I have another machine with GTX1080Ti running Ubuntu. Same code, the results are:

```
float64 (1000, 1000) torch.float64 torch.Size([1000, 1000]) torch.float64 torch.Size([1000, 1000])
[-20.90456457 63.66601763 4.60530742 -38.41815213 -50.70685021]
tensor([-20.9046, 63.6660, 4.6053, -38.4182, -50.7069], dtype=torch.float64)
error: 0.0 0.0 0.0
error: 0.0 0.0 0.0
tensor([-20.9046, 63.6660, 4.6053, -38.4182, -50.7069], device='cuda:0',
dtype=torch.float64)
error: 0.0 0.0 0.0
error: 2.4674370506863396e-08 2.4674370506863395e-14 2.4656188542088475e-14
float32 (1000, 1000) torch.float32 torch.Size([1000, 1000]) torch.float32 torch.Size([1000, 1000])
[-20.904562 63.666027 4.605306 -38.418148 -50.706852]
tensor([-20.9046, 63.6660, 4.6053, -38.4181, -50.7069])
error: 0.0 0.0 0.0
error: 0.0 0.0 0.0
tensor([-20.9046, 63.6660, 4.6053, -38.4181, -50.7068], device='cuda:0')
error: 0.0 0.0 0.0
error: 10.073770523071289 1.0073770681628957e-05 9.016605872602668e-06
```

The difference between CUDA/CPU results is much smaller this time. Both machines runs PyTorch 1.10 with CUDA toolkit 11.3.

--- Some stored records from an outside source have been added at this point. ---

PR #19, opened 2019-06-01
few updates to Symbol

dehann:


dehann:
fixes JuliaRobotics/IncrementalInference.jl#256

PR #26, opened 2019-06-09
add JLD2 dependency, not working yet

dehann:
loading jld not working yet -- also do we even what this here?


dehann:
This might be a short lived idea:  Going for FileDFG instead: see #35

Issue #24, opened 2019-06-05
Tabs on previous ls sorting method with weird variable labels


dehann:
Just to keep a pointer on many hours spent on sorting method for variable labels:
https://github.com/JuliaRobotics/IncrementalInference.jl/blob/97b1ba88dfccf64bafb2bbe929b51b5647053d82/src/FGOSUtils.jl#L455

Will figure out how to re-purpose in new DFG.

PR #37, opened 2019-06-10
ls getVarIds now search tags too

dehann:


dehann:
still working on sorting the ls return list (currently affects plotting)

src/services/GraphsDFG.jl
```diff
@@ -342,6 +361,83 @@ Checks if the graph is not fully connected, returns true if it is not contiguous
...
+  while !allnums(st[i:i])  i+=1; end
+  return i
+end
+
+"""
+    $SIGNATURES
+
+Sort a variable list which may have nested structure such as `:x1_2` -- does not sort for alphabetic characters.
+"""
+function sortVarNested(vars::Vector{Symbol})::Vector{Symbol}
```
GearsAD: Is this used in GraphsDFG? If not, do you mind it to a common utils file?

dehann: think that should be better?

dehann:
solves #24

PR #41, opened 2019-06-16
CloudGraphsDFG implementation

GearsAD:


src/entities/DFGFactor.jl
```diff
@@ -1,3 +1,14 @@
+
+# Originally from IncrementalInference
```
GearsAD: @dehann Going to merge but not tag, this part will break IncrementalInference because of duplicate definitions.

dehann: I would like to tag as soon as possible even if it breaks IIF v0.7.0.  Let's plan on DFG v0.1.3 and IIF v0.7.1 in the next day or two.

cc @mc2922

PR #46, opened 2019-06-21
fix testing

dehann:


dehann:
rapid fix for requires based dependency on Neo4j and DataFrames

PR #57, opened 2019-07-07
starting migration of IIF low level functions to DFG, and fixes

dehann:


dehann:
xref JuliaRobotics/IncrementalInference.jl#342

PR #67, opened 2019-07-26
LightGraphs integration

GearsAD:


Affie:
Failures temporary allowed on v1.2 for Metagraphs. Should be fixed in master, waiting for new release.

Affie:
Looks like it should be MetaGraphs v0.6.4, but its not registered yet. v0.6.4 will hopefully fix build on julia 1.2

dehann:
FYI JuliaGraphs/MetaGraphs.jl#84

src/LightGraphsDFG/services/LightGraphsDFG.jl
```diff
@@ -0,0 +1,545 @@
...
+Get an adjacency matrix for the DFG, returned as a Matrix{Union{Nothing, Symbol}}.
+Rows are all factors, columns are all variables, and each cell contains either nothing or the symbol of the relating factor.
+The first row and first column are factor and variable headings respectively.
+"""
+function getAdjacencyMatrix(dfg::LightGraphsDFG)::Matrix{Union{Nothing, Symbol}}
+    varLabels = sort(map(v->v.label, getVariables(dfg)))
+    factLabels = sort(map(f->f.label, getFactors(dfg)))
+    vDict = Dict(varLabels .=> [1:length(varLabels)...].+1)
+
+    adjMat = Matrix{Union{Nothing, Symbol}}(nothing, length(factLabels)+1, length(varLabels)+1)
```
dehann: One thing we should start doing across the entire code base is avoid type instability -- a major performance hog.  It's okay to use Union for function dispatch, thats still fast, but dynamic types require run time type inference each time.  I think this is happening in various places in the current IIF code anyway, but likelihood is high that we will run a campaign to remove all type instability from the code to improve performance.

cc @GearsAD

dehann: I'm not sure if we will get type stability at the end of IIF v0.7.x (probably not) or rather do that cleanup during IIF v0.8.x cycle.  v0.8.x cannot be as unstable as IIF v0.7.x is though.  v0.7.x is bit of a hot mess.  As long as IIF 0.6.x and v0.8.x are reliable form version control standpoint.  v0.7.x is a little tricky in places.

Affie: Should we change to missing? is missing and nothing treated the same? As far as I know missing has little performance impact.

Affie:
> FYI [JuliaGraphs/MetaGraphs.jl#84](https://github.com/JuliaGraphs/MetaGraphs.jl/issues/84)

src/LightGraphsDFG/services/LightGraphsDFG.jl
dehann: I don't know missing that well unfortunately.  The union typedef (not function dispatch) is a bigger story.  This is part of the current DFG design so im scared if LightGraphsDFG is out of step then things are going to get weird.  My first reaction is to just update all of DFG in one go.

GearsAD: In this case we need a nullable type. TBD - Let's do DFG in one go?

Affie: I don't think we need to do anything in this case, julia arrays are fast with Nothing unions. 
Union{Nothing,T} = nullable type.

GearsAD:
LGTM!

GearsAD:
Created [IIF #368](https://github.com/JuliaRobotics/IncrementalInference.jl/issues/368) to capture effort  to support this driver for solving.

src/LightGraphsDFG/services/LightGraphsDFG.jl
dehann: FYI [avoid containers with abstract types](https://docs.julialang.org/en/v1/manual/performance-tips/#Avoid-containers-with-abstract-type-parameters-1)

PR #68, opened 2019-07-29
Option with removed nodeCounter and labelDict

Affie:
it is now passed to the MetaGraphs dict :label
nodeCounter just returs the number of nodes nv(G)

### DIFF
--- a/.travis.yml
+++ b/.travis.yml
@@ -18,7 +18,6 @@ notifications:
 matrix:
   allow_failures:
     - julia: nightly
-    - julia: 1.2
 
 # script:
 #   - if [[ -a .git/shallow ]]; then git fetch --unshallow; fi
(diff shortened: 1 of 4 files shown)


Affie:
I don't know if nodeCounter or labelDict will be used externally. If not used I would suggest removing it from the structure and optionally passing it on to metagraphs (they did all the hard work already in keeping it up to date). It should be Read Only!

dehann:
HI thanks, yes want to remove that too but it has been kept for legacy transitions from IIF v0.6.x.  We can remove integer based labels and lookup for nodes in the graph once we have parity on API and good handle on performance.  The plan is to remove unless some showstopper comes up.  Also, it may be best to remove the nodeCounter and lookup dict from all DFG objects at the same time, so maybe we should point this PR for DFG v0.3.x cycle?

Affie:
Hi, so far I pointed it inward to use the metagraph dict. It should still be compatible as long as its only read. If it is used externally I would have to rethink the whole driver.

dehann:
Don't worry about the nodeCounter.  We dont want to use Int.  I think this is good.  We should then just sync with IIF v0.8.x release.  I think the driver is good as it is here!

PR #70, opened 2019-08-02
add codecov badge

Affie:
looks like codecov is used in the rest of caesar, is both needed?


dehann:
not sure if both are needed, but there is something wrong with the code coverage badge -- haven't dug into why yet.  I'l merge this and see if that fixes it, thanks!

Affie:
The other badge is for coveralls, and repo is not registered there. Do we want/need both of them?

PR #79, opened 2019-08-14
Sparse Int Adjacency matrix

Affie:
PR For discussion @GearsAD @dehann

Currently Dense `Union{Nothing, Symbol}`
```
@time getAdjacencyMatrix(dfg)
  0.000129 seconds (757 allocations: 87.281 KiB)
```

Working with spare matrix as Adjacency Matrix
 ```
@time exp_getAdjacencyMatrix(dfg)
  0.000013 seconds (11 allocations: 1.531 KiB)
```
```julia
23×23 SparseArrays.SparseMatrixCSC{Int64,Int64} with 48 stored entries:
  [11,  1]  =  1
  [11,  2]  =  1
  ⋮
  [9 , 23]  =  1
  [20, 23]  =  1
```
Navigation type factor graphs adjacency will mostly be very sparse 
1. Should sparse matrices (or maybe adjacency lists if symbols are used) be used throughout DFG getAdjacencyMatrix
2. How do we want to handle labels. 
     - Sparse internal id (`Int`) sparse matrix with a map for the `Int`s <-> labels. 
     - Sparse label matrix
     - List of adjacent labels 
     - Fastest most efficient would be to use iterators and `Int` in IIF. Although, it would only make sense with in memory types.

### DIFF
--- a/src/LightGraphsDFG/LightGraphsDFG.jl
+++ b/src/LightGraphsDFG/LightGraphsDFG.jl
@@ -16,7 +16,7 @@ export ls, lsf, getVariables, getFactors, getVariableIds, getFactorIds
 export getVariable, getFactor
 export updateVariable!, updateFactor!
 export deleteVariable!, deleteFactor!
-export getAdjacencyMatrix
+export getAdjacencyMatrix, getAdjacencyMatrixSparse
 export getAdjacencyMatrixDataFrame
 export getNeighbors
 export getSubgraphAroundNode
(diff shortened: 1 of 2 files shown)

From the results, the difference comes from the matrix multiplication operation, instead of copying tensors from RAM to GPU. For Windows, the error is really high for 32-bits floats. I think the results are not very reliable anymore. I tested matrix adding too, but there was no error at all. Can anyone familiar with the underlying GPU implementation of PyTorch explain? Thank you!